A recent search on Indeed.com shows an open request for data scientists at approximately 3,600 job postings. But being a data scientist doesn't mean needing to be an Ops engineer. There is a difference:
- Data Scientist - as widely defined, is an individual with the primary role of sourcing data to be used in algorithmic and statistical analysis to identify trends, insights and other relevant information
- Ops Engineer - aka Application Operations Engineer, is pragmatically the technical staff charged with the optimization, maintenance, monitoring and governance of in-production business systems.
Yet both roles are being done by the same person these days since the shortage of skills is debilitating.
As a data scientist, you are feeling overwhelmed! I get it because I’ve been there too as an adjunct faculty member at an east coast University. Not only do I write the syllabus and lesson plans for my software engineer course but I also select and set up the tool for the student labs and exercises. It’s great the first time because I learn so much but every semester after that makes these operational tasks a chore which I should be able to hand to my teaching assistant. To do that, I need to prepare.
I almost forgot - my software engineering course is titled CSC-649-Secure Software. The students learn the tricks of the trade to write better software than ever before. Then we use machine learning to find patterns of poorly written code in publicly available software.
So, without further ado, here are my thoughts about selecting a tool for my software engineering course.
Use A Proven Platform
Enter Kubeflow, an open-source machine learning (ML) platform that’s great for organizing and powering your projects using a comprehensive and flexible library of tools. It comes with a lot of public material to learn from and has extensive open source community support.

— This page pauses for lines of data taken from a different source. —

PR #2688, opened 2021-03-07
Run GitHub Actions with fail-fast false

conao3:
Hi, Thanks for maintaining such a great project!

And I'm sorry for your inconvenience on my Cask issue.
I got an issue from @jcs090218 and see your [CI log](https://github.com/emacs-lsp/lsp-mode/runs/2046150488).

I suggest put strategy#fail-fast as `false`. This option changes
the default behavior of canceling other jobs when a job fails, so
that each CI job completes to the end without canceling.

This option allows you to see the results of jobs that work
without being disturbed by jobs that randomly fail due to Cask
factors.

### DIFF
--- a/.github/workflows/test.yml
+++ b/.github/workflows/test.yml
@@ -6,6 +6,7 @@ jobs:
     unix-test:
         runs-on: ${{ matrix.os }}
         strategy:
+            fail-fast: false
             matrix:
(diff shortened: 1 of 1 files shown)


ericdallo (approved):
LGTM

jcs090218 (approved):

PR #2689, opened 2021-03-07
Remove unsafe dir-locals config from .dir-locals.el

conao3:
CC: @leungbk
Remove unsafe dir-locals config from .dir-locals.el

Hi, thanks for develop/maintaining such a great project!

I found your .dir-locals include unsafe config.
This `eval` feature has a LARGE security concern.

The contributor Emacs will always execute this S-expression just
by opening the file.  The user may set the warning to be
permanently hidden in order to hide the warning window.  What
happens if this dir-locals is mixed with code you don't intend?

It is very easy to introduce an S-expression that causes a
strange server to execute code that scp's the user's `~/.ssh` folder.
If you need such a configuration, I think the right way is to
mention it in CONTRIBUTING.md.


conao3:
New contributors see this warning window, but it is very difficult to be sure that this Sexp is **absolutely** safe!
If he is going to continuously contribute, he must first make sure that this `dir-locals.el` is not changed.
This is really a security issue, it creates an unnecessarily dangerous situation.

Screenshot_2021-03-07_21-20-22

nbfalcon:
@conao3 to check whether the sexp doesn't change is simple: just press `!`, and the current sexp will be remembered. As for the safety, I would expect a contributor to somehow test the code, which means that they have to actually use `lsp-mode`. However, removing this doesn't increase security: if you don't trust scripts in `*lsp-mode*`, why trust the package itself? Why wouldn't it be malicious?

conao3:
Of course, I know how dangerous it is to install an Emacs package. I know how dangerous it is to open unknown files.
But the fact that it is dangerous to install a package is no reason to accept other dangers.
That is called the broken window theory in Japan.
What do we gain by using such an inherently problematic method?
If there is an S-expression that you simply want the contributor to execute, you should mention it in CONTRIBUTE.md, not have it executed automatically using `.dir-locals.el`.

nbfalcon:
@conao3 the s-expression is not pointless: it sets up proper indentation for `lsp-mode` and makes functions defined using `lsp-defun` show up in `imenu`. There is nothing malicious about it, which is quite easy to prove since it doesn't open/read files, and it does nothing for non-`lsp-mode` files. No one can just sneak in malicious code into the .dir-locals file either, since we have code review.

nbfalcon:
Anyway, if you are not comfortable with running this code, you can just press `n` at the prompt and no code at all will be executed.

conao3:
I understand that this code is not dangerous. But I don't have a problem with the code, I'm asking you not to use such an inherently dangerous feature.

And maybe there is another issue that is frustrating me with this setup.
Start with `emacs -q`, open some lsp-mode file, I get warning window and reject `.dir-locals.el` unsafe config with `n`. Then open another file. I will get another warning!
The safe use of dir-locals is not a problem (And my suggestion is to put .dir-locals in that state).

nbfalcon:
@conao3 using dir-locals is the only way to achieve what we need to. If we used a contributing section, people would have to copy that code to their own .dir-locals2.el, which increases the friction.

As for your issue, you can simple disable `.dir-locals.el` globally, using `(setq enable-dir-locals nil)`.

conao3:
Why I disable the whole dir-locals feature because of only your unsafe file?
BTW, I cannot find `enable-dir-locals` in Emacs-27.1 source tree.

nbfalcon:
Sorry, I meant `enable-dir-local-variables`; it is sensible for a project to want to configure indentation, etc. so IMHO lsp-mode does nothing wrong here. You can disable this for only lsp-mode like this:
```emacs-lisp
(defun +hack-dir-local-variables-non-lsp-a ()
  (string-match-p "lsp-mode" default-directory))
(advice-add #'hack-dir-local-variables :before-until #'+hack-dir-local-variables-non-lsp-a)
```
I think this should be fixed in core-emacs, there should be a denylist for disallowed `.dir-locals`.

nbfalcon:
Digging even further, `(add-to-list 'ignored-local-variables 'eval)` would disable `(eval . )` dir-locals globally, which seems to be more what you want.

conao3:
Thanks. Then when I write a patch with that setting, it will be different from the indentation style of the whole file, how will that patch be handled?
What indentation style are you trying to enforce by using such a dangerous feature in the first place? Does it need to use this dangerous feature?

nbfalcon:
@conao3 it just uses the Emacs 28 indentation function, which might have some cleaner semantics wrt. plists:
```emacs-lisp
(:abc
 t)
;; vs
(:abc
   t) ; indented
```
I think DOOM-Emacs does this by default, but this setting hasn't done any harm. I think you should try to stick to lsp-mode conventions where possible (the former in my example). If you don't use `aggressive-indent-mode`, this shouldn't be too hard even without that advice.

yyoncho:
I tend to agree with @conao3 that it is a bit scary to see the warning when you open lsp-mode file. As an alternative, we may create a file lsp-dev.el (or similar) under scripts folder and create a minor mode lsp-elisp-indent-buffer-mode and mention it in the contributing section. If the new contributor does not follow the indentation guide, we will reformat after they commit the code. 

As a side note, with the introduction of lsp-protocol.el we have fewer plists, so the impact of removing the formatting rules will be not that big.

conao3:
@nbfalcon, Thanks. If that's the case, it might be better to encourage contributors to use Emacs-28 to develop lsp-mode rather than having them run Elisp with dir-locals.
If you want to further enforce the indentation style, you can use GitHub Actions to indent files changed in Emacs-28 and drop tests if there is a diff.

@yyoncho, Thanks for your comment. I think that's a good idea too.
(I know your idea is just a suggestion and doesn't mean much) But I feel like letting contributors run that minor mode is just moving the problem around.

nbfalcon:
@conao3 I don't think it is possible for everyone to use Emacs 28, since some distributions don't ship it (it isn't released yet, AFAIK) so users would need to build from source. It isn't in Ubuntu 20.04, for example.

conao3:
I know I'm *conservative* enough to get Cask to work with Emacs-24, but this recommendation for lsp-mode *contributors*.
it's not a bad idea we assume he is an Emacs hacker and a reasonable knowledge of Linux and Emacs builds.

yyoncho:
> But I feel like letting contributors run that minor mode is just moving the problem around.

From my POV the problem is that there is a warning huge text when you clone and open a file from lsp-mode repo. Contributors executing the script from lsp-mode's directory is not an issue, we already have a set of scripts for different tasks(e. g. generating defcustoms from package.json). Furthermore, these scripts will be used mostly by regular contributors. I doubt that occasional contributors will care about lsp-defuns not showing in imenu.

conao3:
Thanks, @yyoncho. If it's an optional collection of tips for maintainers, rather than demand on contributors, then I agree.

nbfalcon:
@yyoncho In my opinion, the `eval` block is useful and should stay, but it is ultimately your decision (I won't mind). If it is to be removed, we should keep the eval block in another optional file so that users can symlink it to .dir-locals2.el. There could be a script for that.

nbfalcon:
Core Emacs really should have a way to say "no and don't ask again for this directory" in the prompt.

leungbk:
I’m fine with moving the eval to a lsp-devel-mode.el.

I am on phone right now, but will PR later today.

leungbk (approved):

leungbk:
Thanks!

yyoncho:
> @yyoncho In my opinion, the `eval` block is useful and should stay, but it is ultimately your decision (I won't mind). Since I think DOOM sets up indentation that way anyway, I'd just loose imenu, which in any case is just a very minor inconvenice.
> 
> If it is to be removed, we might want to keep the eval block in another optional file so that users can symlink it to .dir-locals2.el. There could be a script for that.

I am proposing to keep the functionality but enable it in a different way. All this for the sake of making lsp-mode more contribution-friendly. The only thing that we will lose is that we will get poorly formatted PR from time to time which we could fix after the merge or on a regular basis(CI reformatting the code is an option too). But even without this setting, we are getting poorly formatted patches either way...

ericdallo:
I'm kind of late here but I totally agree with @conao3, This warning is something that always bothered me when developing lsp-mode, imagine new users with the same issue.
If the issue is an indentation problem, we should totally move that to a CI IMO, we could format the code after the commit or after the merge, fixing our indentation problem :)

kiennq:
One thing that's also got deleted with this PR is
``` elisp
  (flycheck-disabled-checkers . '(emacs-lisp-checkdoc))
```

Just to make sure if we want to remove that together with this

ericdallo:
I always have emacs-lisp-checkdoc enable for any package, I don't know why we would add to disable that @kiennq

conao3:
Changing that *unsafe* variable using `.dir-locals` make that warning, the deletion is intended.

nbfalcon:
@ericdallo it generates a lot of warnings for `lsp-mode`, since it wasn't completely written with checkdoc in mind. Many symbols are undocumented, or not properly (by checkdoc standards).

conao3:
I think we should document along the lines of checkdoc's point.
Turning off just because the warnings are annoying is not a good choice.

nbfalcon:
@conao3 I tend to agree, but there are too many symbols in `lsp-mode` for this to be feasible. I am not against this change though.

yyoncho:
If someone wants to fix the checkdoc warnings - that is fine. But until then, having checkdoc on just makes flycheck unusable. FWIW even some core packages like company-mode do not pass checkdoc.

conao3:
I think `dir-locals-2.el` is the place if you want to disable checkdoc.

But follow checkdoc is [mandatory for MELPA](https://github.com/melpa/melpa/blob/master/CONTRIBUTING.org#making-your-package-ready-for-inclusion).
see https://github.com/melpa/melpa/blob/master/.github/PULL_REQUEST_TEMPLATE.md#checklist
> #### `M-x checkdoc` is happy with my docstrings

As important as selecting the machine learning platform is selecting the hardware platform. I suggest not running a junior or senior-level course on minikube. Remember, these students are preparing to join a highly competitive workforce. Providing real-world compute power should be a highly regarded priority. In other words, consider what a hiring manager will likely ask about their AI course work? Examples could include, “Please tell me the systems you’ve worked on?” or “How large were the data sets ingested, and what about performance did you learn?” I find it unlikely they would learn much running limited ML pipelines on even a high-end MacBook. Access to public cloud providers such as Google, AWS, and Azure is within a phone call to your campus CIO for preferential pricing. Also, each provider offers grants for precisely this reason:
Work Within The UI, First
To start, definitely leverage those Kubeflow Pipeline templates so you can stay on top of the processes without getting bogged down. Since the ML Pipeline can also set default parameters for you, it’s a decent way to prepare without working entirely from scratch on something new.
I’ve always been diligent at preparing my labs a couple of weeks ahead of when I teach them. My teaching assistants aren’t always so good at testing my steps beforehand, however. With Kubeflow’s UI, there is far less chance my TA’s will get into trouble when they finally get around to testing my lab work.
Bake In High Availability
In an educational lab environment, high availability and scaling are used synonymously (sometimes). Availability is making sure the students can get to their machine learning environment in the first place. Scale is making sure there is enough compute and performance provided to the students to run their models.
Maybe I will get the chance to write a longer blog on this upcoming recommendation but for today and at your acceptance - I’m going to impart learned advice on high availability and scaling. Here it goes - when you set up your lab compute environment for Kubeflow, take the time and effort to deploy it as multi-node and multi-tenancy. Here is a quick guide to multi-tenancy - https://www.kubeflow.org/docs/components/multi-tenancy/overview/.
Start With Scale In Mind
As educators, we always want our students to overachieve. And if all goes as hoped then students would tax their labs. Student data sets that are too large to run on a single node need an efficient way to balance the workload. The beauty of Kubernetes running in the background is its native ability to do just that when you’ve already set up your cluster as multi-node. If you want to start small, my recommendation is a master node then two worker nodes. This will go a long way to not running out of computing resources when your students start throwing large data sets into training.
Don’t forget that Kubeflow offers a lot of resources that help with automating more of the training and deploying process. Use your Kubeflow Pipelines UI to take advantage of these features with helpful tips. What I learned from my first lab was that I over-engineered for the worst-case scenario. My public cloud bill wasn’t astronomically high, and I was lucky at that.
Embrace MLOps To Let Your Students Compete In The New Workforce
Whether you are a Chair, faculty or staff involved with the AI curriculum it is critically important we continue to drive the highest value for our students. This means delivering your best material and tutelage as a data science expert. My tips above can help relieve that pounding concern of “Yet again” for every semester’s lab setup. Using Agile Stacks, you can still be a data scientist but let automation run your backend operations. Last year, John Mathon, our CEO, wrote a blog A case for machine-learning infrastructure automation to keep Higher Ed competitive because it is important to give our next generation data scientists the tooling and support they need to compete globally as the next data science workforce.